Which provides better performance one big join or multiple queries?

leora picture leora · Dec 19, 2009 · Viewed 25.3k times · Source

i have a table called orders. one column on order is customer_id
i have a table called customers with 10 fields

Given the two options if i want to build up an array of order objects and embedded in an order object is a customer object i have two choices.

Option 1:

a. first query orders table. b. loop through records and query the persons table to get the records for the person

this would be something like:

 Select * from APplications

 Select * from Customer where id = 1
 Select * from Customer where id = 2
 Select * from Customer where id = 3
 Select * from Customer where id = etc . . .

Option 2:

a. do a join on all fields

its an obvious #2 because you are only doing one query versus 1 + [numberOforders] queries (could be hundreds or more)

This would be something like:

 Select * from Applications a, Customers c
 Innerjoin c.id = a.customerID

my main question is, what if i had 10 other tables that were off of the orders table (similar to customer) where you had the id in the order table. should you do a single query that joins these 10 tables or at some point is it inefficient do to this:

any suggestions would help.. is there any optimization to ensure fast performance

Answer

Richard Beier picture Richard Beier · Dec 19, 2009

I agree with everyone who's said a single join will probably be more efficient, even with a lot of tables. It's also less development effort than doing the work in your application code. This assumes the tables are appropriately indexed, with an index on each foreign key column, and (of course) an index on each primary key column.

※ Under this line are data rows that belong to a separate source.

PR #208, opened 2026-08-05
fix(scaffold): the static and page-vite templates never posted BLOCK_READY (#206)

### LINKED ISSUE #206: Scaffolded 'static' (default) and 'page-vite' apps never send BLOCK_READY — the host times out and collapses them
Two of the three `civitai app init` templates — including the **default** — appear to scaffold an app that can never signal readiness to the host, so the host times out and collapses it. This is the same *symptom* as #196 but a different cause, and the dev-tunnel preflight added in #198 deliberately does not catch it (it is gated to SDK projects).

## The contract

The host marks a block ready only on a `BLOCK_READY` message. In `civitai/civitai`, `src/components/AppBlocks/PageBlockHost.tsx` has exactly one transition into `ready`, inside the `BLOCK_READY` handler:

```js
// PageBlockHost.tsx:864
const off = onMessage<unknown>('BLOCK_READY', () => {
  ...
  setStatus((current) => (current === 'loading' ? 'ready' : current));  // :871
```

Enumerating every `setStatus(` in that file, `:871` is the only path to `'ready'`. The failure path is `:733`, `loading → 'timeout'`, after `BLOCK_READY_TIMEOUT_MS = 10_000` (`pageBlockHostLogic.ts:571`).

A timeout is not a visible error card. `hostRenderDecision.ts` documents:

> Every TERMINAL-FAILURE state collapses → `'collapse'` (the host renders null; the slot takes no space — no visible broken card, no reserved gap). This covers: … `'timeout'` (no BLOCK_READY in 10s) …

## Who actually sends it

Not the SDK. `@civitai/app-sdk@0.31.0`'s runtime JS contains no `BLOCK_READY` at all — only a type in `dist/blocks/messages.d.ts:467` and a README line. The sender is `@civitai/blocks-react`:

```js
// @civitai/blocks-react@0.39.0 — dist/internal/iframeTransport.js:311
this.dispatch('BLOCK_READY', { height: 0 });
```

## What each template does

| template | depends on `blocks-react` | messages it sends | reaches `data-block-ready="true"` |
|---|---|---|---|
| `page-money` | yes | via `IframeTransport` | yes |
| `page-vite` | **no** | `RESIZE_IFRAME` only | **no** |
| `static` (**default**) | **no** | `RESIZE_IFRAME` only | **no** |

Grepping the whole of `internal/scaffold/templates/page-vite/` and `.../static/` for `BLOCK_` returns **zero** matches. Each contains exactly one `postMessage` call, sending `RESIZE_IFRAME` — which `PageBlockHost.tsx` does not reference at any line, so it is not treated as a liveness signal either.

All three manifests declare `page` + `iframe`, so all three route through the same host path. `static` is the default: `civitai app init "My Block"` with no `--template` produces it (`internal/cmd/app_init.go:59`).

## Ruled out

- **A server-injected ready shim.** No bootstrap/shim injection found in the block-serving path; every server-side `BLOCK_READY` reference is the analytics beacon (`app-views.service.ts`, `track/block-render.ts`), not a sender.
- **A render mode that skips the handshake.** `hostRenderDecision` collapses on `timeout` regardless, and `IframeHost.tsx:1956` gates `data-block-ready` on the same `isReady`.

## Not verified

I have not loaded a scaffolded `page-vite` or `static` app in a real host browser and watched it time out — the tunnel endpoint is not exposed and the feature is kill-switched, the same limit recorded on #198. The evidence above is read directly from both sides of the contract (host source and template source), not observed end-to-end. Worth one browser confirmation before acting, since a fix touches the default template.

## Possible directions

Not prescribing one — the trade-off is a product call:

1. **Emit `BLOCK_READY` from the raw templates.** A few lines of `window.parent.postMessage({ type: 'BLOCK_READY', height: 0 }, '*')` keeps them dependency-free. Needs care: `IframeTransport` freezes `parentOrigin` to the first sender and dedupes re-inits (`iframeTransport.js:291-295`), so a hand-rolled version should not re-emit on every render.
2. **Give them `@civitai/blocks-react`.** Correct by construction, but turns the "no-build" `static` template into a build.
3. **Document them as non-hosted previews** and change the default to one that works.

Whichever way, a scaffold seam guard like `internal/scaffold/dev_embed_contract_test.go` — asserting each template that declares `page` emits the ready ack — would keep this from regressing silently.

ZacxDev:
Fixes #206.

## What was broken

A `page` app is not shown by the Civitai host until it posts `BLOCK_READY` —
that handler (`PageBlockHost.tsx:864-871`) is the **only** transition into
`ready`. All three templates declare `page`, but only `page-money` ever sent
it, and only because `@civitai/blocks-react`'s `IframeTransport` acks
internally (`dist/internal/iframeTransport.js:311`). `static` — the
`civitai app init` **default** — and `page-vite` are deliberately SDK-free, so
they had to say hello themselves and did not. `BLOCK_READY` appeared nowhere in
this repo.

Original omission, not a regression: `git log --follow` shows both template
files declared `page` from their first commit.

Two knock-on problems, fixed in the same commit:

* **Both templates modelled the wrong envelope.** The host dispatches
  `event.data.payload` to its subscribers (`usePostMessage.ts:189`), so every
  block→host message is `{ type, payload }`. Both templates put fields at the
  top level. The host ignores the `BLOCK_READY` payload, so this would not have
  broken the ack itself — it teaches the wrong shape for every message an
  author adds next.
* **`RESIZE_IFRAME` is N/A for a page surface** (`hostHandlerParity.ts:100-110`:
  the page renders the iframe full-viewport and does not size to content). Both
  templates demoed it as "the minimal useful thing an app can do". Removed.

## Two corrections to the issue text

The issue is right about the bug and wrong about the symptom, both times in the
direction of making it look milder than it is:

1. **It does not collapse the slot silently.** `pageBlockHostLogic.ts:476-479`
   is explicit: *"a FULL-PAGE surface that collapses is just a blank viewport.
   So a failed page renders a message INSIDE the trust frame instead."* The user
   sees *"This app didn't load in time … We already retried 2 times
   automatically."*
2. **It is ~37s, not 10s.** `MAX_AUTO_RETRIES = 2` with
   `AUTO_RETRY_BACKOFF_MS = [2000, 5000]` → 10+2+10+5+10.

Also: the snippet the issue suggests as the fix reproduces the envelope bug
(top-level fields, `payload: undefined` at the host).

## Measured control matrix

Real `PageBlockHost` from `civitai@851f759c20`, real Chromium, apps served over
HTTP into an iframe with the manifest's own `allow-scripts allow-forms` sandbox
(no `allow-same-origin` ⇒ opaque `null` origin). "after" apps re-scaffolded from
this branch's binary and rebuilt, not hand-edited.

| case | before | after (2 runs) |
|---|---|---|
| `static` (default template) | **never ready** → failure card ~37s | **ready 453 / 459 ms** |
| `page-vite` | **never ready** → failure card ~37s | **ready 477 / 434 ms** |
| `page-money` (regression check) | ready 431–472 ms | ready **489 / 435 ms** |
| inert page, no script (negative control) | timeout ~37s | **still times out ~38.7s** |
| naive `BLOCK_READY` poster (positive control) | ready | ready 269 / 218 ms |

Both templates also verified at `trustTier: 'internal'` (pinned origin rather
than opaque `null`): ready in 470–531 ms. After the fix each block frame posts
**exactly one** `BLOCK_READY` and **zero** `RESIZE_IFRAME`; before, it posted
`RESIZE_IFRAME` ≥1 and no `BLOCK_READY` — which is what separates "the JS never
ran" from "the JS ran and said the wrong thing".

The negative control still failing is what makes the four greens readable.

## Why ack on `BLOCK_INIT`, not on load

**On-load is not broken.** An on-load poster was *measured working* in the same
harness (ready in 178–265 ms). Ack-on-INIT is a robustness choice, and the
comments in the emitter say so rather than claiming otherwise:

* **No race.** The host registers its `BLOCK_READY` subscriber inside an effect
  and silently **drops** a message whose type has no subscriber yet, with no
  retry (`usePostMessage.ts:152-153`). It re-posts `BLOCK_INIT` every 400 ms
  until acked (`iframeInitController.ts:51`), so answering INIT cannot be early.
* **No `'*'`.** The init event carries `event.origin`, so the ack is addressed
  at the host instead of broadcast.
* **Correct timing.** The host fades its launch overlay and enables
  `pointerEvents` on ready, so acking too early reveals an empty interactive
  frame.
* **It is what the SDK does**, so both paths behave alike.

Repeats are a no-op (mirroring `iframeTransport.js:293-296`), which matters
because the host's inbound channel is rate-limited to 30 msg/sec **across all
types**, with the budget consumed after subscriber lookup — re-acking every
retry could starve `BLOCK_ERROR`.

## Structure: one authority, copied verbatim

`internal/blockproto` holds the emitter as embedded bytes;
`scaffold.Render` copies them **with no `text/template` pass** into the path
`Template.ReadyAckPath()` names (`civitai-host.js` / `src/civitai-host.js`).
No per-template `.tmpl` copy, because two hand-maintained copies drift and drift
here is invisible locally: the app renders fine and dies only inside the real
host. `static` stays no-build (a bare `<script src>`, no package.json);
`page-vite` stays SDK-free (a side-effect `import`).

This is the **fourth vendored mirror** in the CLI, alongside `schema/`, the slot
registry, and the dev-embed dotenv mirror. AGENTS.md item 11 records it and
item 10's "third vendored mirror" is amended.

## What the two guards prove — and what they don't

**Guard A** (`ready_ack_contract_test.go`, in `make ci`) enumerates
`AllTemplates()` and decides subject-hood from **evidence in the rendered
output**, never a list in the test: subject if the rendered manifest declares
`page`; expected to ship the emitter unless the rendered `package.json` depends
on `@civitai/*`. It asserts byte-equality with `blockproto.ReadyAckSource()` and
that the entry point actually **reaches** the file (index.html `<script src>`,
or an import in the module index.html loads) — as independent sub-tests, after
stripping comments. Plus a count positive control (≥2 SDK-free page templates
examined) and a shape predicate with a negative corpus (comment / README prose /
wrong envelope / untriggered post / `'*'` target), each required to be rejected
**by the expected rule**.

**Guard A does not prove the ack fires.** No Go static check can prove
JavaScript executes.

**Guard B** (`ready_ack_runtime_test.go`) loads each shipped emitter in node
under a `window` stub, plays the host's side, and reads the outbound message:
exactly one, only after a real `BLOCK_INIT`,
`{type:'BLOCK_READY',payload:{height:0}}`, addressed at the host origin and not
`'*'`, with a second `BLOCK_INIT` producing no second ack. Env-gated
(`CIVITAI_CHECK_SCAFFOLD_RUNTIME=1`, mirroring `pins_guard_test.go`) so
`make ci` stays Go-only and offline, and wired into the **daily**
`bump-scaffold-pins` workflow as its own job — a gated test with no scheduled
runner is a meaningless green. It validates its own harness first: an inert
fixture and a naive-ack fixture go through the same assertions and must be
faulted, and the naive one doubles as the count positive control (it posts on
every message, so the driver's counter is watched moving off zero).

**Guard B does not prove the real host accepts the ack** — the stub is this
repo's reading of the contract. The browser matrix above is that evidence.

### Mutation results

Each failure confirmed to come from *that* assertion's own error message, with
`go test ./...` otherwise clean:

| mutation | outcome |
|---|---|
| delete the `<script>` tag from `static/index.html` | A **wiring** fails; A byte-equality **passes** |
| render an emitter one byte off canonical | A **byte-equality** fails; A wiring **passes** |
| drop `"page"` from `static`'s manifest | static skipped **and** the count control fails |
| emitter posts `{type,height}` with no `payload` | A shape **and** B fail |
| emitter acks on load instead of `BLOCK_INIT` | A shape **and** B fail |
| invert `event.source !== window.parent` | **A passes entirely, whole Go module green, B fails** |

The last row is the reason Guard B exists: the emitter keeps every structural
feature Guard A can see and is completely inert. (The brief predicted
ack-on-load would play that role; measured, Guard A's shape rules catch that one
too — the inverted source check is the real blind spot. Reported as measured,
not as predicted.)

## Verification

* `make ci` green: 16 packages ok, **1545 `=== RUN` / 1542 `--- PASS` / 0
  `--- FAIL` / 3 `--- SKIP`**, no `panic: test timed out`, `gofmt -s -l .`
  silent, `go mod tidy` a no-op.
* `golangci-lint v2.12.2`: **0 issues**.
* `actionlint` clean on the changed workflow, with a positive control (it
  rejects `runs-on: ubuntu-lates`, so its acceptance is a real green).
* `CIVITAI_CHECK_SCAFFOLD_RUNTIME=1 go test -run TestScaffoldedReadyAckActuallyFires`
  green, controls reported.

## Deliberately deferred

* **The `internal/antipattern` rule** for a page manifest with no ready-ack, and
* **a `civitai app validate` warning** for already-scaffolded apps.

Both are the right follow-ups — an author who scaffolded last week still has a
broken app and nothing tells them. They are not in this PR because landing them
now would turn the scaffolds' own self-validation red before the templates that
satisfy them have shipped.

## Note for the schema owners (not touched here)

`schema/app-block.manifest.schema.json` describes `iframe.resizable` in
size-to-content terms, which is arguably wrong for a `page` app — the host
renders those full-viewport and `RESIZE_IFRAME` is marked N/A for
`PageBlockHost`. All three templates still set `"resizable": true`. That file is
a vendored mirror and ask-first per AGENTS.md, so it is left alone; flagging it
rather than fixing it.

### DIFF
--- a/.github/workflows/bump-scaffold-pins.yml
+++ b/.github/workflows/bump-scaffold-pins.yml
@@ -49,11 +49,14 @@ jobs:
   # in node against a fake host and asserts a single correctly-addressed
   # `{type:'BLOCK_READY',payload:{height:0}}` goes out.
   #
-  # It rides this workflow because this is the repo's DAILY scheduled runner and
-  # the test is env-gated (`CIVITAI_CHECK_SCAFFOLD_RUNTIME=1`) so `make ci` stays
-  # Go-only and offline. A gated test with no runner is a green that means
-  # nothing. It is deliberately independent of the `bump` job below: it must run
-  # on every sweep, including the (usual) no-op ones where the pins are current.
+  # 🔴 This is the DRIFT runner, NOT the gate. The gate is the identically-named
+  # job in ci.yml, which runs on every pull request. A daily job cannot block a
+  # merge — a regression would land green and surface up to 24h later, on a
+  # workflow with no dependent job — so this copy alone would be a guard that
+  # gates nothing. It exists to catch drift on `main` between PRs (a merged-tree
+  # interaction, a node bump, an npm-side change), and is deliberately
+  # independent of the `bump` job below so it runs on every sweep, including the
+  # usual no-op ones where the pins are already current.
   ready-ack-runtime:
     runs-on: ubuntu-latest
     permissions:
--- a/.github/workflows/bump-scaffold-pins.yml
+++ b/.github/workflows/bump-scaffold-pins.yml
@@ -41,6 +41,43 @@ permissions:
   pull-requests: write
 
 jobs:
+  # Runtime half of the ready-ack contract (issue #206). The offline guard in
+  # `internal/scaffold/ready_ack_contract_test.go` proves each SDK-free page
+  # template ships a byte-identical copy of `internal/blockproto/ready-ack.js`
+  # and that the entry point loads it — it CANNOT prove the ack fires, because
+  # no Go static check can prove JavaScript executes. This job runs the emitter
+  # in node against a fake host and asserts a single correctly-addressed
+  # `{type:'BLOCK_READY',payload:{height:0}}` goes out.
+  #
+  # It rides this workflow because this is the repo's DAILY scheduled runner and
+  # the test is env-gated (`CIVITAI_CHECK_SCAFFOLD_RUNTIME=1`) so `make ci` stays
+  # Go-only and offline. A gated test with no runner is a green that means
+  # nothing. It is deliberately independent of the `bump` job below: it must run
+  # on every sweep, including the (usual) no-op ones where the pins are current.
+  ready-ack-runtime:
+    runs-on: ubuntu-latest
+    permissions:
+      contents: read
+    steps:
+      - uses: actions/checkout@v4
+
+      - uses: actions/setup-go@v5
+        with:
+          go-version: "1.25"
+          cache: true
+
+      - uses: actions/setup-node@v4
+        with:
+          node-version: "22"
+
+      # -v so the run REPORTS its controls (an inert emitter and a naive ack are
+      # both driven through the same assertions and must be rejected) rather than
+      # just an exit code.
+      - name: scaffolded ready-ack actually fires
+        env:
+          CIVITAI_CHECK_SCAFFOLD_RUNTIME: "1"
+        run: go test ./internal/scaffold -run TestScaffoldedReadyAckActuallyFires -count=1 -v
+
   bump:
     runs-on: ubuntu-latest
     steps:
--- a/.github/workflows/ci.yml
+++ b/.github/workflows/ci.yml
@@ -88,7 +88,7 @@ jobs:
           CIVITAI_CHECK_PUBLISHED_PINS: "1"
         run: go test ./internal/scaffold -run TestScaffoldPinsSatisfyPublished -v
 
-  # Guard B for the block->host ready-ack (issue #206), and the half that GATES.
+  # Guard B for the block->host ready-ack (issue #206) — the RUNTIME half.
   #
   # `internal/scaffold/ready_ack_contract_test.go` runs in the build-test job
   # above and proves each SDK-free page template ships a byte-identical copy of
@@ -99,9 +99,15 @@ jobs:
   #
   # This job executes the emitter in node against a fake host. It is env-gated
   # so `make ci` stays Go-only and offline. The daily `bump-scaffold-pins` sweep
-  # runs it too, but a DAILY runner gates nothing: a regression would merge green
-  # and surface up to 24h later, on a workflow with no dependent job. A PR check
-  # is what makes it a guard.
+  # runs it too, but a daily runner reports up to 24h AFTER a merge, on a
+  # workflow nobody watches — running it per-PR puts the result in front of a
+  # reviewer while the change is still open.
+  #
+  # 🔴 NOTE: this REPORTS, it does not GATE. `main`'s required contexts are
+  # exactly `pins-vs-published` and `scaffold-currency` (no rulesets), so a red
+  # run here does not block a merge — `build-test` doesn't either. Adding this
+  # to the required contexts is the outstanding maintainer decision recorded in
+  # AGENTS.md item 11.
   #
   # -v so the run REPORTS its controls (an inert emitter and a naive ack are
   # driven through the same assertions and must be rejected) rather than just an
@@ -170,29 +176,47 @@ jobs:
         working-directory: ./_ci-page-vite
         run: |
           set -euo pipefail
-          bundles=$(find dist -name '*.js' -type f | wc -l)
-          echo "JS files emitted into dist/: $bundles"
-          if [ "$bundles" -lt 1 ]; then
+
+          # Every grep below is `|| true`. Without it this whole step is a trap:
+          # grep exits 1 on NO MATCH, pipefail propagates that through the pipe,
+          # and `set -e` kills the step AT THE ASSIGNMENT — so the count line and
+          # the ::error:: annotation never print. Measured: the step exited 1
+          # having printed only the positive-control line, which is precisely the
+          # ambiguity the positive control exists to remove ("is the harness not
+          # reading the bundle, or did the ack not survive the build?").
+          # It failed CLOSED, so this was a diagnosis bug, not a safety one.
+
+          # The exact JS files under test, captured once and reused, so the
+          # assertions cannot be satisfied by dist/index.html or a public/
+          # passthrough that never goes through the bundler.
+          mapfile -t js < <(find dist -name '*.js' -type f | sort)
+          echo "JS files emitted into dist/: ${#js[@]}"
+          printf '  %s\n' "${js[@]}"
+          if [ "${#js[@]}" -lt 1 ]; then
             echo "::error::the build emitted no JS into dist/ — nothing to check, so a pass here would be meaningless"
             exit 1
           fi
+
           # POSITIVE CONTROL for the grep itself, FIRST: a string that must be in
           # the bundle whatever the handshake does. If this misses, the path or
           # the pattern is wrong and the two assertions below prove nothing.
-          control=$(grep -rlF 'CI Vite Block' dist/ | wc -l)
+          control=$(grep -lF 'CI Vite Block' "${js[@]}" | wc -l || true)
           echo "positive control (app display name): $control file(s)"
           if [ "$control" -lt 1 ]; then
-            echo "::error::positive control failed — this step is not reading the built bundle"
+            echo "::error::positive control failed — this step is not reading the built bundle, so its verdict on the ready-ack means nothing"
             exit 1
           fi
+
+          rc=0
           for needle in BLOCK_INIT BLOCK_READY; do
-            n=$(grep -rlF "$needle" dist/ | wc -l)
+            n=$(grep -lF "$needle" "${js[@]}" | wc -l || true)
             echo "$needle: $n file(s)"
             if [ "$n" -lt 1 ]; then
               echo "::error::$needle is absent from the built bundle — the ready-ack did not survive the build, so the shipped app never says hello (issue #206)"
-              exit 1
+              rc=1
             fi
           done
+          exit "$rc"
 
       - name: validate
         working-directory: ./_ci-page-vite
--- a/.github/workflows/ci.yml
+++ b/.github/workflows/ci.yml
@@ -88,6 +88,116 @@ jobs:
           CIVITAI_CHECK_PUBLISHED_PINS: "1"
         run: go test ./internal/scaffold -run TestScaffoldPinsSatisfyPublished -v
 
+  # Guard B for the block->host ready-ack (issue #206), and the half that GATES.
+  #
+  # `internal/scaffold/ready_ack_contract_test.go` runs in the build-test job
+  # above and proves each SDK-free page template ships a byte-identical copy of
+  # `internal/blockproto/ready-ack.js` that the entry point RESOLVES to. It
+  # cannot prove the ack FIRES — no Go static check can prove JavaScript
+  # executes, and an emitter with an inverted `event.source` check passes every
+  # static assertion while being completely inert.
+  #
+  # This job executes the emitter in node against a fake host. It is env-gated
+  # so `make ci` stays Go-only and offline. The daily `bump-scaffold-pins` sweep
+  # runs it too, but a DAILY runner gates nothing: a regression would merge green
+  # and surface up to 24h later, on a workflow with no dependent job. A PR check
+  # is what makes it a guard.
+  #
+  # -v so the run REPORTS its controls (an inert emitter and a naive ack are
+  # driven through the same assertions and must be rejected) rather than just an
+  # exit code.
+  ready-ack-runtime:
+    runs-on: ubuntu-latest
+    steps:
+      - uses: actions/checkout@v4
+
+      - uses: actions/setup-go@v5
+        with:
+          go-version: "1.25"
+          cache: true
+
+      - uses: actions/setup-node@v4
+        with:
+          node-version: "22"
+
+      - name: scaffolded ready-ack actually fires
+        env:
+          CIVITAI_CHECK_SCAFFOLD_RUNTIME: "1"
+        run: go test ./internal/scaffold -run TestScaffoldedReadyAckActuallyFires -count=1 -v
+
+  # Rot-guard: build the page-vite template. It is the only SDK-free template
+  # with a build step, and nothing else in CI builds it — `template-page-money`
+  # and `scaffold-currency` both scaffold page-money.
+  #
+  # Since #206 its entry module has a HARD RESOLUTION DEPENDENCY on
+  # `./civitai-host.js`, so a wrong import path is a build failure rather than a
+  # subtle one. Measured: `import '../nonexistent/civitai-host.js'` survived the
+  # entire Go suite, and would have shipped a template that cannot build at all.
+  #
+  # The bundle assertion is separate from Guard A on purpose. Guard A pins the
+  # SOURCE tree; Vite output is what the platform actually serves, and a
+  # tree-shaken or mis-externalised side-effect import would leave a bundle with
+  # no handshake in it. Control pair, both measured locally: with the import the
+  # bundle carries BLOCK_INIT/BLOCK_READY, with it commented out it carries
+  # neither — while the positive control (the app's display name) matches in
+  # both cases, proving the grep reads the bundle either way.
+  template-page-vite:
+    runs-on: ubuntu-latest
+    steps:
+      - uses: actions/checkout@v4
+
+      - uses: actions/setup-go@v5
+        with:
+          go-version: "1.25"
+          cache: true
+
+      - uses: actions/setup-node@v4
+        with:
+          node-version: "22"
+
+      - name: scaffold page-vite
+        run: go run ./cmd/civitai app init "CI Vite Block" --dir ./_ci-page-vite --template page-vite
+
+      - name: install
+        working-directory: ./_ci-page-vite
+        run: npm install --no-audit --no-fund
+
+      - name: build
+        working-directory: ./_ci-page-vite
+        run: npm run build
+
+      - name: the ready-ack survives bundling
+        working-directory: ./_ci-page-vite
+        run: |
+          set -euo pipefail
+          bundles=$(find dist -name '*.js' -type f | wc -l)
+          echo "JS files emitted into dist/: $bundles"
+          if [ "$bundles" -lt 1 ]; then
+            echo "::error::the build emitted no JS into dist/ — nothing to check, so a pass here would be meaningless"
+            exit 1
+          fi
+          # POSITIVE CONTROL for the grep itself, FIRST: a string that must be in
+          # the bundle whatever the handshake does. If this misses, the path or
+          # the pattern is wrong and the two assertions below prove nothing.
+          control=$(grep -rlF 'CI Vite Block' dist/ | wc -l)
+          echo "positive control (app display name): $control file(s)"
+          if [ "$control" -lt 1 ]; then
+            echo "::error::positive control failed — this step is not reading the built bundle"
+            exit 1
+          fi
+          for needle in BLOCK_INIT BLOCK_READY; do
+            n=$(grep -rlF "$needle" dist/ | wc -l)
+            echo "$needle: $n file(s)"
+            if [ "$n" -lt 1 ]; then
+              echo "::error::$needle is absent from the built bundle — the ready-ack did not survive the build, so the shipped app never says hello (issue #206)"
+              exit 1
+            fi
+          done
+
+      - name: validate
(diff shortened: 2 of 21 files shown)


ZacxDev:
## Audit round — corrections to this PR's body, and what changed

An independent blind audit found **no 🔴 findings** (the shipped emitter is correct and the browser matrix held up), but it falsified two claims I made in the description above. Correcting them here rather than quietly editing the body, plus the fixes in `eddaa44` and `738ecb6`.

### ❌ Correction 1 — the wiring guard did NOT prove what I said it proved

The body says Guard A asserts "that the entry point actually **reaches** the file". That was **not true as written**. It matched a **basename**, so two mutants shipped a broken app past the *entire* suite — both measured green, both reproducing #206:

| mutant | what it ships |
|---|---|
| `static/index.html` → `src="./vendor/civitai-host.js"` | a 404; the app never says hello |
| `page-vite/main.jsx` → `import '../nonexistent/civitai-host.js'` | `npm run build` fails outright |

This is the "spelled rather than structural" class: the check could pass while the hazard existed in a different shape.

**Fixed.** Every reference is now **resolved** — a `<script src>` against the document root, an import against the importing module's directory — and compared with where the emitter actually is; a bare specifier or a URL is not a project path at all. On failure it prints each reference with what it resolved to and whether that file exists. Backed by a 10-case corpus on synthetic trees (wrong subdir, unresolvable relative, bare specifier, HTML comment, commented-out import, orphan module, no script tags, CDN URL ending in the name). The claim now holds; AGENTS.md item 11 records that a basename or `strings.Contains` match must never come back.

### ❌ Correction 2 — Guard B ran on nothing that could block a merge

Your best bet is to try the easiest approach (the big join) first, and see how well it performs. If it performs well, then great - you're done. If it performs poorly, profile the query and look for missing indexes on your tables.

Your option #1 is not likely to perform well, due to the number of network round-trips (as anijhaw mentioned). This is sometimes called the "select N+1" problem - you do one SELECT to get the list of N applications, and then do N SELECTs in a loop to get the customers. This record-at-a-time looping is natural to application programmers; but SQL works much better when you operate on whole sets of data at once.

If option #2 is slow even with good indexing, you may want to look into caching. You can cache in the database (using a summary table or materialized/indexed view), in the application (if there is enough RAM), or in a dedicated caching server such as memcached. Of course, this depends on how up-to-date your query results need to be. If everything has to be fully up-to-date, then any cache would have to be updated whenever the underlying tables are updated - it gets complicated and becomes less useful.

This sounds like a reporting query though, and reporting often doesn't need to be real-time. So caching might be able to help you.

Depending on your DBMS, another thing to think about is the impact of this query on other queries hitting the same database. If your DBMS allows readers to block writers, then this query could prevent updates to the tables if it takes a long time to run. That would be bad. Oracle doesn't have this problem, and neither does SQL Server when run in "read committed snapshot" mode. I don't know about MySQL though.